Collection entries
PR #2059, opened 2019-01-07
Make TextLoader.ArgumentsCore.Separator internal

### LINKED ISSUE #2041: TextLoader Separator/SeparatorChars
Consider these two settings:

https://github.com/dotnet/machinelearning/blob/496e185fdaf8969ffd856c65c42dd259368a242d/src/Microsoft.ML.Data/DataLoadSave/Text/TextLoader.cs#L356-L360

They both exist for the same purpose but serve very different endpoints. One exists for the benefit of the command line, one for the benefit of the API. The API one (currently named `SeparatorChars`) should instead become `Separators` (plural pursuant to #2040). The other, currently named `Separator`, can remain named that, but should be invisible to API users since it exists purely for the benefit of the command line users. So, it should become `internal`.

/cc @stephentoub

mareklinka:
Since `TextLoader.ArgumentsCore.Separator` is only used for the command line interface, #2041 aims to make the field internal so that it doesn't show for API users. In order to facilitate this hiding, the `CmdParser.GetArgumentInfo` had to be updated to reflect on both public and private fields of the provided type.

At the same time, the API-serving `SeparatorChars` field was renamed to simply `Separators`.

Work in progress. More fields might be turned `internal`, depending on discussion in the issue.

Fixes #2041


src/Microsoft.ML.Core/CommandLine/CmdParser.cs
```diff
@@ -466,7 +466,7 @@ private static ArgumentInfo GetArgumentInfo(Type type, object defaults)
             var map = new Dictionary<string, Argument>();
             Argument def = null;
 
-            foreach (FieldInfo field in type.GetFields())
+            foreach (FieldInfo field in type.GetFields(BindingFlags.Public | BindingFlags.NonPublic | BindingFlags.Instance))
```
TomFinley: >BindingFlags.Public | BindingFlags.NonPublic | BindingFlags.Instance [](start = 55, length = 68)

Cool. As mentioned in the associated issue, we might need to do something like this in one or two more places.

mareklinka:
As mentioned, I refactored the `LightGbmArguments.UpdateParameters` method to pay attention to the `ArgumentAttribute`. I wrote three simple unit tests as a safety net for the refactoring, these should be removed before merging as they don't provide any real value (and increase maintenance costs later on).

I was unsure whether to do any additional checks on the attribute (e.g. check `Visibility`, similar to what `CmdParser.GetArgumentInfo` does) - let me know if anything is necessary here, I'll add it.

cc @TomFinley

Ivanidzo4ka:
Can you also touch https://github.com/dotnet/machinelearning/blob/0c62e30b4d9eabb60322b2a3e75bc90e20007889/src/Microsoft.ML.Data/EntryPoints/InputBuilder.cs#L61
?

src/Microsoft.ML.LightGBM/LightGbmArguments.cs
```diff
@@ -56,9 +56,23 @@ protected BoosterParameter(TArgs args)
...
-                FieldInfo[] fields = Args.GetType().GetFields();
+                FieldInfo[] fields = Args.GetType().GetFields(BindingFlags.Public | BindingFlags.NonPublic | BindingFlags.Instance);
                 foreach (var field in fields)
+                {
+                    var attribute = GetAttribute(field);
+
+                    if (attribute == null)
+                    {
+                        continue;
+                    }
```
sfilipi: >} [](start = 20, length = 1)

stylistic nit: no { } for one line instructions

src/Microsoft.ML.LightGBM/LightGbmArguments.cs
```diff
@@ -56,9 +56,23 @@ protected BoosterParameter(TArgs args)
...
+
                     res[GetArgName(field.Name)] = field.GetValue(Args);
+                }
+            }
+
+            private ArgumentAttribute GetAttribute(FieldInfo field)
+            {
+                return field.GetCustomAttribute<ArgumentAttribute>(false);
```
sfilipi: nit: favor => syntax

test/Microsoft.ML.Predictor.Tests/SmokeTests.cs
```diff
@@ -0,0 +1,45 @@
+using System.Collections.Generic;
+using Microsoft.ML.LightGBM;
+using Xunit;
+
+namespace Microsoft.ML.RunTests
+{
+    public class SmokeTests
```
sfilipi: > public class SmokeTests [](start = 3, length = 24)

were you planning to remove those?

sfilipi:
thanks for working on this @mareklinka. It looks good to me, and i'll be good to sign off as soon as the SmokeTests.cs is gone. 

---
In reply to: [454704447](https://github.com/dotnet/machinelearning/pull/2059#issuecomment-454704447) [](ancestors = 454704447)

src/Microsoft.ML.LightGBM/LightGbmArguments.cs
mareklinka: Right, force of habit. Fixed.

test/Microsoft.ML.Predictor.Tests/SmokeTests.cs
mareklinka: Yup. Done.

PR #2073, opened 2019-01-08
Added AggressiveInlining attribute to hashing and updating the sdk version for netcorapp 3.0

Anipik:
Related to https://github.com/dotnet/coreclr/issues/21583

There has been a 25 percent improvement in the HashVectorString benchmark. 
The Time reduced from 34.61 to 26.16 for netcoreapp2.1
The Time reduced from 34.62 to 27 for netcoreapp3.0 preview

Note - Earlier this test was showing regression(14%) on netcoreapp3.0 but doesnot seem like a  regression now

◆ Task to carry out ◆
Reproduce every entry above so that each one matches its source exactly.

◆ Task result ◆
PR #2059, opened 2019-01-07
Make TextLoader.ArgumentsCore.Separator internal

### LINKED ISSUE #2041: TextLoader Separator/SeparatorChars
Consider these two settings:

https://github.com/dotnet/machinelearning/blob/496e185fdaf8969ffd856c65c42dd259368a242d/src/Microsoft.ML.Data/DataLoadSave/Text/TextLoader.cs#L356-L360

They both exist for the same purpose but serve very different endpoints. One exists for the benefit of the command line, one for the benefit of the API. The API one (currently named `SeparatorChars`) should instead become `Separators` (plural pursuant to #2040). The other, currently named `Separator`, can remain named that, but should be invisible to API users since it exists purely for the benefit of the command line users. So, it should become `internal`.

/cc @stephentoub

mareklinka:
Since `TextLoader.ArgumentsCore.Separator` is only used for the command line interface, #2041 aims to make the field internal so that it doesn't show for API users. In order to facilitate this hiding, the `CmdParser.GetArgumentInfo` had to be updated to reflect on both public and private fields of the provided type.

At the same time, the API-serving `SeparatorChars` field was renamed to simply `Separators`.

Work in progress. More fields might be turned `internal`, depending on discussion in the issue.

Fixes #2041


src/Microsoft.ML.Core/CommandLine/CmdParser.cs
```diff
@@ -466,7 +466,7 @@ private static ArgumentInfo GetArgumentInfo(Type type, object defaults)
             var map = new Dictionary<string, Argument>();
             Argument def = null;
 
-            foreach (FieldInfo field in type.GetFields())
+            foreach (FieldInfo field in type.GetFields(BindingFlags.Public | BindingFlags.NonPublic | BindingFlags.Instance))
```
TomFinley: >BindingFlags.Public | BindingFlags.NonPublic | BindingFlags.Instance [](start = 55, length = 68)

Cool. As mentioned in the associated issue, we might need to do something like this in one or two more places.

mareklinka:
As mentioned, I refactored the `LightGbmArguments.UpdateParameters` method to pay attention to the `ArgumentAttribute`. I wrote three simple unit tests as a safety net for the refactoring, these should be removed before merging as they don't provide any real value (and increase maintenance costs later on).

I was unsure whether to do any additional checks on the attribute (e.g. check `Visibility`, similar to what `CmdParser.GetArgumentInfo` does) - let me know if anything is necessary here, I'll add it.

cc @TomFinley

Ivanidzo4ka:
Can you also touch https://github.com/dotnet/machinelearning/blob/0c62e30b4d9eabb60322b2a3e75bc90e20007889/src/Microsoft.ML.Data/EntryPoints/InputBuilder.cs#L61
?

src/Microsoft.ML.LightGBM/LightGbmArguments.cs
```diff
@@ -56,9 +56,23 @@ protected BoosterParameter(TArgs args)
...
-                FieldInfo[] fields = Args.GetType().GetFields();
+                FieldInfo[] fields = Args.GetType().GetFields(BindingFlags.Public | BindingFlags.NonPublic | BindingFlags.Instance);
                 foreach (var field in fields)
+                {
+                    var attribute = GetAttribute(field);
+
+                    if (attribute == null)
+                    {
+                        continue;
+                    }
```
sfilipi: >} [](start = 20, length = 1)

stylistic nit: no { } for one line instructions

src/Microsoft.ML.LightGBM/LightGbmArguments.cs
```diff
@@ -56,9 +56,23 @@ protected BoosterParameter(TArgs args)
...
+
                     res[GetArgName(field.Name)] = field.GetValue(Args);
+                }
+            }
+
+            private ArgumentAttribute GetAttribute(FieldInfo field)
+            {
+                return field.GetCustomAttribute<ArgumentAttribute>(false);
```
sfilipi: nit: favor => syntax

test/Microsoft.ML.Predictor.Tests/SmokeTests.cs
```diff
@@ -0,0 +1,45 @@
+using System.Collections.Generic;
+using Microsoft.ML.LightGBM;
+using Xunit;
+
+namespace Microsoft.ML.RunTests
+{
+    public class SmokeTests
```
sfilipi: > public class SmokeTests [](start = 3, length = 24)

were you planning to remove those?

sfilipi:
thanks for working on this @mareklinka. It looks good to me, and i'll be good to sign off as soon as the SmokeTests.cs is gone. 

---
In reply to: [454704447](https://github.com/dotnet/machinelearning/pull/2059#issuecomment-454704447) [](ancestors = 454704447)

src/Microsoft.ML.LightGBM/LightGbmArguments.cs
mareklinka: Right, force of habit. Fixed.

test/Microsoft.ML.Predictor.Tests/SmokeTests.cs
mareklinka: Yup. Done.

PR #2073, opened 2019-01-08
Added AggressiveInlining attribute to hashing and updating the sdk version for netcorapp 3.0

Anipik:
Related to https://github.com/dotnet/coreclr/issues/21583

There has been a 25 percent improvement in the HashVectorString benchmark. 
The Time reduced from 34.61 to 26.16 for netcoreapp2.1
The Time reduced from 34.62 to 27 for netcoreapp3.0 preview

Note - Earlier this test was showing regression(14%) on netcoreapp3.0 but doesnot seem like a  regression now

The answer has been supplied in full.